> _Exercise aim_
Scan the records below. List lines holding "berks".

=== Section Start ===

PR #1906, opened 2021-02-22
bump openssl-1.0.2y

dheerajd-msys:
Signed-off-by: dheerajd-msys <dheeraj.dubey@msystechnologies.com>

Issue : https://github.com/chef/supermarket/issues/1907


tas50:
The openssl bump here needs to only bump the omnibus-software dep. Otherwise it will most likely break other parts of the build

dheerajd-msys:
Updated, Thank you @tas50 !!

PR #2065, opened 2021-07-21
Don't install berks now that it's in omnibus-toolchain

tas50:
The berks install is causing failures since it deps on chef/chef and
pulls in the latest which only works on Ruby 2.7+


tas50:
https://buildkite.com/chef/chef-supermarket-master-omnibus-adhoc/builds/70#60e72ba7-4cfd-49b5-a518-16830ff41961

tas50:
Still failing, but this got us around this issue

PR #2086, opened 2021-07-29
Switch back to compiled nodejs but use 12.22.3

tas50:
Binary nodejs fails the supermarket-ctl reconfigure. This should work
there, but it will give us a nice new version and hopefully npm/yarn
work with that new version.


tas50:
Better approach is being taken by the team

PR #2121, opened 2021-08-11
Remove bundler install in omnibus

tas50:
This is part of Ruby 2.7 so there's no need to isntall bundler again


tas50:
https://buildkite.com/chef/chef-supermarket-master-omnibus-adhoc/builds/139#52bf9f39-0c79-4aad-b46b-a3bbbf8fec93

PR #2122, opened 2021-08-11
Remove the binary nodejs

tas50:


tas50:
Works fine without this: https://buildkite.com/chef/chef-supermarket-master-omnibus-adhoc/builds/140

PR #2123, opened 2021-08-11
Switch from inspec to inspec-core

tas50:
This reduces our install size by over 100 megs by removing
azure/google/aws sdks that we're not actually using


tas50:
https://buildkite.com/chef/chef-supermarket-master-omnibus-adhoc/builds/141#7f00527b-76d3-41c8-9909-9ebaff768691

PR #2130, opened 2021-08-12
Add a cleanup definition for all the gem cache junk

tas50:
This should drop the install size by 70 megs


tas50:
https://buildkite.com/chef/chef-supermarket-master-omnibus-adhoc/builds/149#63d58a2a-25f3-4607-b99c-cc63b36261ed

PR #521, opened 2020-09-13
Support static apps using @embroider/macros

### LINKED ISSUE #476: Build error with @embroider/macros and static helpers
When adding `staticHelpers: true` to the embroider config for `ember-bootstrap` (which uses `@embroider/macros` as a v1 addon), as suggested in the addon guide, I get this build failure:

```
Error: Missing helper macroCondition in /private/var/folders/q3/yzggf_l965zbzps_bk8xr37c0000gn/T/embroider/9d4dc2/templates/components/bs-accordion.hbs
    at CompatResolver.dependenciesOf (/Users/simonihmig/Projects/ember-bootstrap/node_modules/@embroider/compat/src/resolver.js:184:31)
    at TemplateCompiler.precompile (/Users/simonihmig/Projects/ember-bootstrap/node_modules/@embroider/core/src/template-compiler.js:246:49)
    at TemplateCompiler.compile (/Users/simonihmig/Projects/ember-bootstrap/node_modules/@embroider/core/src/template-compiler.js:255:47)
    at Object.hbsLoader (/Users/simonihmig/Projects/ember-bootstrap/node_modules/@embroider/webpack/src/webpack-hbs-loader.js:10:16)
```

See [this PR](https://github.com/kaliber5/ember-bootstrap/pull/1125) and its [build error](https://github.com/kaliber5/ember-bootstrap/pull/1125/checks?check_run_id=778459435#step:5:69)

simonihmig:
Spike to fix #476.

The first commit adds a test, that fails in the way described in #476.

The second seems to fix the problem by ignoring the embroider macros in the resolver just like Ember's built-ins. Though as stated in https://github.com/embroider-build/embroider/issues/476#issuecomment-691524287, I am not sure if that's the preferred way to do it...

### DIFF
--- a/packages/core/src/template-compiler.ts
+++ b/packages/core/src/template-compiler.ts
@@ -285,19 +285,20 @@ export default class TemplateCompiler {
     }
 
     let opts = this.syntax.defaultOptions({ contents, moduleName });
-    if (this.params.resolver) {
-      let transform = this.params.resolver.astTransformer(this);
-      if (transform) {
-        this.params.plugins.ast!.push(transform);
-      }
-    }
-    opts.plugins!.ast = [...this.getReversedASTPlugins(this.params.plugins.ast!), ...opts.plugins!.ast!];
+    let plugins: Plugins = {
+      ...opts.plugins,
+      ast: [
+        ...this.getReversedASTPlugins(this.params.plugins.ast!),
+        this.params.resolver && this.params.resolver.astTransformer(this),
+        ...opts.plugins!.ast!,
+      ].filter(Boolean),
+    };
 
     let compiled = this.syntax.precompile(stripBom(contents), {
       contents,
       moduleName: runtimeName,
       filename: moduleName,
-      plugins: opts.plugins,
+      plugins,
     });
 
     if (this.params.resolver) {
--- a/test-packages/static-app/app/router.js
+++ b/test-packages/static-app/app/router.js
@@ -10,6 +10,7 @@ Router.map(function() {
   this.route('helpers-example');
   this.route('components-example');
   this.route('static-component-rules-example');
+  this.route('macros-example');
 });
 
 export default Router;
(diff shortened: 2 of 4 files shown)


ef4:
Thanks for working on this.

Instead of making the resolver ignore the macros, I would like to compile away the macros before the resolver sees them.

Within the final babel config (the one assembled in `packages/core/src/app.ts`), both `packages/macros/src/glimmer/ast-transform.ts` and `packages/compat/src/resolver-transform.ts` are running. I think if we can ensure that the macros one runs before the resolver one, it will fix this issue.

simonihmig:
I hope I found the correct place to fix this, according to your suggestion. The template-compiler seems to put all plugins together, which is where I tweaked the order. This made the added test pass. Hope that it also didn't cause any regressions. Running all tests locally is often failing due to timeouts, and CI is currently broken here as I just rebased this to the latest master, which is also broken due to #526. Will rebase again once master is green again...

simonihmig:
> Will rebase again once master is green again...

All green! 😅 
@ef4 please re-review!

packages/core/src/template-compiler.ts
```diff
@@ -285,19 +285,20 @@ export default class TemplateCompiler {
...
-    }
-    opts.plugins!.ast = [...this.getReversedASTPlugins(this.params.plugins.ast!), ...opts.plugins!.ast!];
+    let plugins: Plugins = {
+      ...opts.plugins,
+      ast: [
+        ...this.getReversedASTPlugins(this.params.plugins.ast!),
+        this.params.resolver && this.params.resolver.astTransformer(this),
+        ...opts.plugins!.ast!,
+      ].filter(Boolean),
+    };
```
simonihmig, line 295: I chose to refactor this a bit, as the previous implementation had a side-effect of mutating `opts.plugins.ast` and `params.plugins.ast`, which seems undesirable.

ef4:
Thanks!

PR #526, opened 2020-09-15
Fix broken style-loader dependency

simonihmig:
Seems the latest release commit (0.23.0 to 0.24.0) also accidentally bumped the version of this package, which coincidentally also had a version of 0.23.0, to a non-existing version of 0.24.0. (Is this a manual find/replace type operation, or automated?)

This broke CI on master. And will certainly break when folks install the latest release, so a quick follow up release of 0.24.1 seems required! @ef4


thoov:
👍

ef4:
Oops!

Yeah, it's a search and replace. I manually review to look for this kind of problem but missed this one.

PR #529, opened 2020-09-16
Fix for addons using ember-cli-typescript 4x

### LINKED ISSUE #528: Addons using ember-cli-typescript@4 do not get their TypeScript transpiled
We discovered this while testing a new version of ember-a11y-testing that uses `ember-cli-typescript@4`. During the Embroider build the `.ts` files (located in `addon-test-support`) are not transpiled into `.js` in Embroider's working directory.

I'm making a tracking issue here so we can work towards a solution...

jamescdavis:
Fixes #528

We need to trigger a custom Babel run for any addons using ember-cli-typescript 4.

### DIFF
--- a/packages/compat/src/v1-addon.ts
+++ b/packages/compat/src/v1-addon.ts
@@ -199,6 +199,18 @@ export default class V1Addon {
   }
 
   private needsCustomBabel() {
+    if (
+      this.addonInstance.addons.find(
+        (a: any) =>
+          a.name === 'ember-cli-typescript' &&
+          semver.satisfies(semver.coerce(a.pkg.version) || a.pkg.version, '>=4.0.0-alpha.1')
+      )
+    ) {
+      // This addon is using ember-cli-typescript 4, which relies on
+      // ember-cli-babel to add the TypeScript transform Babel plugin.
+      return true;
+    }
+
     let babelConfig = this.options.babel as TransformOptions | undefined;
     if (babelConfig && babelConfig.plugins && babelConfig.plugins.length > 0) {
       // this addon has custom babel plugins, so we need to run them here in


packages/compat/src/v1-addon.ts
```diff
@@ -429,6 +444,10 @@ export default class V1Addon {
     if (this.templateCompiler) {
       babelConfig.plugins.push(this.templateCompiler.inlineTransformsBabelPlugin());
     }
+
+    if (this.needsTypeScriptTransform) {
+      babelConfig.plugins.push(require.resolve('@babel/plugin-transform-typescript'));
```
ef4, line 449: I didn't think this would be necessary, because ember-cli-babel adds the typescript plugin when it sees that ember-cli-typescript 4x is present?

Your fix above in `needsCustomBabel` should ensure that we allow ember-cli-babel to do its usual thing (other than the changes we make to its own settings like `compileModules: false`).

If this line is really needed to make it work, we should debug why because then I don't understand it.

ef4: Also, if we do keep this line, we should probably guard against double insertion of the plugin. If anybody else has already inserted it, babel will throw when it sees the duplicate.

For an example of where we already do this, see https://github.com/embroider-build/embroider/blob/3d48872ece01cedb9dd81da754dc5d75a9052b21/packages/webpack/src/ember-webpack.ts#L500-L502

ef4: Also, this is resolving the plugin relative to `@embroider/compat`, which doesn't have a dependency on `@babel/plugin-transform-typescript`. It needs to resolve relative to `ember-cli-babel`'s root, because AFAIK that is the package that depends on the plugin. But again, this is one more reason I think it's suspicious to add the plugin here -- I think ember-cli-babel should probably be doing it.

ef4 (changes requested):
Thanks for working on this!

packages/compat/src/v1-addon.ts
jamescdavis: You're totally right. All it needed was https://github.com/embroider-build/embroider/pull/529/commits/701009a54b39500fcffaac22bd142d21753218eb!

I'm not sure how I ended up down the rabbit hole where I thought I needed to have Embroider add the plugin. ¯\\\_(ツ)\_/¯

ef4:
This is marked draft still but I think it's ready?

jamescdavis:
@ef4 I've been trying to add an app that repros the issue to `test-packages`, but having some issues getting it to properly fail without this fix. I *was* able to basically airlift https://github.com/scalvert/a11y-embroider-repro/tree/broken and it fails the build without the fix (with the same issue seen in that repro) and builds correctly with the fix, but the tests end up failing due to other issues (can't find `@ember/destroyable`). I'll go ahead and take this out of draft and work on getting a proper test-case in later.

ef4:
I'm hesitant to keep adding separate test apps anyway. It's a lot to maintain and it's slow. People keep doing it because it's more obvious, but I'd encourage more tests that look like these:

https://github.com/embroider-build/embroider/blob/master/packages/compat/tests/app-import.test.ts
https://github.com/embroider-build/embroider/blob/master/packages/compat/tests/addon-styles.test.ts

ef4 (approved):

jamescdavis:
Yeah, it's *very* slow. Those tests are a much better strategy.

Issue #530, opened 2020-09-16
Avoiding `Testem.hookIntoTestFramework()` invocation with `ember-qunit@5.0.0-beta.3`+


rwjblue:
As ember-qunit is progressing towards its 5.0.0 release, I'd like to ensure that it is compatible with Embroider. The goal of that release is to play nicely with the goals of Embroider. Some of the major changes there:

* Move `qunit` and `@ember/test-helpers` to be `peerDependencies` (along with validation that the app provides them)
* Remove usage of `content-for` to emit the DOM structure required for `tests/index.html` (instead have it included in the file normally)
* Avoid `app.import`ing **any** JavaScript assets (including `qunit` itself and our custom configuration)

Part of the issue that we run into with the last item above is that `qunit` is no longer evaluated directly in the root of the `test-support.js` file, it is now in a module (by way of either ember-auto-import or Embroider magic). Unfortunately, both ember-cli and Embroider have baked in the assumption that by the end of `test-support.js` `window.QUnit` will be defined. This is no longer true as of `ember-qunit@5.0.0-beta.3`.

Specifically, the issue is in this Embroider code:

https://github.com/embroider-build/embroider/blob/38a4030a8490db8211370c45fc8184f7d9645d6a/packages/core/src/app.ts#L256-L258

[`223e0cf` (#752)](https://github.com/emberjs/ember-qunit/pull/752/commits/223e0cf3cad9ec3e700125e81da40c3dbd588c67) is specifically working around this issue in a classic ember-cli build pipeline (by emitting a `vendor/ember-cli/test-support-suffix.js` that no longer contains the `Testem.hookIntoTestFramework()` invocation which clobbers the one provided by ember-cli itself). Obviously that work around doesn't work here (and its clearly haxxxors anyways).

rwjblue:
https://github.com/embroider-build/embroider/pull/531 seems like the simplest fix (and one that I can land in ember-cli itself also), what do you think @ef4?

PR #531, opened 2020-09-16
Avoid `Testem.hookIntoTestFramework` unless `QUnit` or `Mocha` are defined.

rwjblue:
Fixes https://github.com/embroider-build/embroider/issues/530

### DIFF
--- a/packages/core/src/app.ts
+++ b/packages/core/src/app.ts
@@ -253,8 +253,8 @@ export class AppBuilder<TreeNames> {
         relativePath: '_testing_suffix_.js',
         source: `
         var runningTests=true;
-        if (window.Testem) {
-          window.Testem.hookIntoTestFramework();
+        if (typeof Testem !== 'undefined' && (typeof QUnit !== 'undefined' || typeof Mocha !== 'undefined')) {
+          Testem.hookIntoTestFramework();
         }`,
       });
 


packages/core/src/app.ts
```diff
@@ -253,8 +253,8 @@ export class AppBuilder<TreeNames> {
         relativePath: '_testing_suffix_.js',
         source: `
         var runningTests=true;
-        if (window.Testem) {
-          window.Testem.hookIntoTestFramework();
+        if (typeof Testem !== 'undefined' && (typeof QUnit !== 'undefined' || typeof Mocha !== 'undefined')) {
+          Testem.hookIntoTestFramework();
         }`,
```
rwjblue, line 258: FWIW, I think this is transitionary. Once I can roll out ember-qunit@5.0.0 more broadly, we can remove this completely (and release a breaking change release).

rwjblue:
I've confirmed (by locally editing `node_modules/@embroider/core/src/app.js`) that https://github.com/emberjs/ember-qunit/pull/756 passes with these changes.

ef4:
Thanks.

If QUnit or Mocha is not defined at this point, where does the `hookIntoTestFramework()` thing happen instead?

rwjblue:
> If QUnit or Mocha is not defined at this point, where does the hookIntoTestFramework() thing happen instead?

`ember-qunit` invokes it when it knows for sure that QUnit is defined (because it itself has imported it):

https://github.com/emberjs/ember-qunit/blob/32c4cee9dd266bf36f76274d33c713306feada61/addon-test-support/index.js#L8-L10

(Added in https://github.com/emberjs/ember-qunit/pull/752/commits/223e0cf3cad9ec3e700125e81da40c3dbd588c67)

PR #534, opened 2020-09-16
Update TypeScript to latest 4.0

simonihmig:


.eslintrc.js
```diff
@@ -23,11 +22,18 @@ module.exports = {
     '@typescript-eslint/class-name-casing': 'error',
     '@typescript-eslint/no-angle-bracket-type-assertion': 'error',
     '@typescript-eslint/no-inferrable-types': 'error',
-    '@typescript-eslint/no-unused-vars': ['error', { argsIgnorePattern: '^_' }],
+    // @todo re-enable when ESLint has been updated
+    // '@typescript-eslint/no-unused-vars': ['error', { argsIgnorePattern: '^_' }],
```
simonihmig, line 26: I had to update `@typescript-eslint/parser`, but didn't want to mess with all the other ESLint dependencies in the same PR, as changed rules could have caused a lot of churn. Unfortunately it seems this rule freaks out now on unused variables in `types`, which uh, makes no sense.

I would try to update the ESLint stuff later in a separate effort, I expect that we can activate this rule then again!

packages/compat/src/options.ts
```diff
@@ -92,6 +92,7 @@ const defaults = Object.assign(coreWithDefaults(), {
   extraPublicTrees: [],
   workspaceDir: null,
   optionalComponents: [],
+  packageRules: [],
```
ef4, line 95: There was a real bug here that the new type error was revealing.

packages/core/src/build-stage.ts
```diff
@@ -35,7 +35,7 @@ export default class BuildStage<NamedTrees> implements Stage {
         this.packageCache = packageCache;
         this.active = await this.instantiate(outputPath, this.prevStage.inputPath, packageCache);
       }
-      delete treePaths.__prevStageTree;
+      delete (treePaths as any).__prevStageTree;
```
ef4, line 38: Here we are intentionally changing a thing of one type into another type.

The types were both correct, we don't want `__prevStageTree` to be optional. Instead, we need to escape the type system just during the middle of the conversion between types. Everybody outside these functions will only see consistent types.

packages/core/src/portable-plugin-config.ts
```diff
@@ -145,8 +145,9 @@ export class PortablePluginConfig {
             return buildBroccoli(placeholder);
           case 'htmlbars-parallel':
             return buildHTMLBars(placeholder);
+          default:
+            assertNever(placeholder);
```
ef4, line 149: Re-introducing this safety check. It's intended to error if a new `placeholder.type` ever gets added without adding it to this switch.

simonihmig: Yeah, I understood that, but was not able to silence TS complaining about unreachable code. I wonder why TS treats this call in the `default` case differently than below the switch statement, as semantically there are the same. 🤔

packages/core/src/build-stage.ts
simonihmig: :+1:

packages/compat/src/options.ts
simonihmig: Ah, good catch. I didn't see that, and was misinterpreting TS complaining that `options` would allow to pass something like `{ packageRules: undefined, ... }`. In fact this is possible now, and while it satisfies all type constraints, it would lead to a wrong result (returning a partial `Options`), as `Object.assign()` would ignore missing properties, but would still override the default ones with `undefined` in my example above. AFAIK TS is not able to distinguish between an object with a missing property vs. an object with a property value of `undefined`...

=== Section End ===

> _Exercise output_
Don't install berks now that it's in omnibus-toolchain
The berks install is causing failures since it deps on chef/chef and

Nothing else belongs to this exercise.